Zahle jetzt schon seit Monaten Miete für den Kabel ROuter: Fritzbox 6490 von Unitymedia (wollte zügig einen eigenen, da es total blöd ist den zu mieten, dennn bei 5€ im Monate hat man ja nach 2 Jahren ja eig abbezahlt und dennoch gehört er einem nicht..) Jetzt hab ich dummerweise am BlackFriday einen DSL Router (wollte den besten: 7590) gekauft und vergessen dass der bei mir ja nicht funktioniert... Habe mich eingelesen und obwohl ich mich nicht auskenne meine ich herausgelesen zu haben, dass man den Router dennoch verwenden kann, indem man ihn an einen Kabelrouter bzw Modem anschließt. Den jetzt an meine Kabel Fritzbox anzuschließen wär ja blöd, hätte ich nichts von.. Aber würde es Sinn machen ein günstiges Kabelmodem zu kaufen und den DSL ROuter dann an das Modem anzuschließen?

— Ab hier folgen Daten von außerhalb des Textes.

PR #369, opened 2026-09-19
Restore the QI sheet-current field builder the weekly gate imports

rogeriojorge:
## Failing job

[Weekly qi-gate](https://github.com/uwplasma/vmex/actions/runs/35425350853/job/105850215488) on `main` (weekly run 35425350853): **1 passed, 5 errors in 59 s** — every test that needs the `sheet_field` fixture errored at setup.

Oder sollte das Modem auch schon gut sein und würde einen FLaschenhals darstellen oder wäre der doch nur eine Art "Adapter für den Router und kann durchaus ein billiger sein? Was würdet ihr empfehlen? Danke!

LG


----------



## robbe (1. Dezember 2019)

Ein reines und technisch aktuelles Kabelmodem wirst du kaum finden. Spontan fällt mir nur das TC4400 ein und das ist so teuer, dass du dir für ein paar € mehr schon ne Kabelfritzbox kaufen könntest. Dazu kommt noch, das du dann wieder zwei Verbraucher rumstehen hast. Von daher, schick die 7590 zurück und kauf dir ne Kabelbox.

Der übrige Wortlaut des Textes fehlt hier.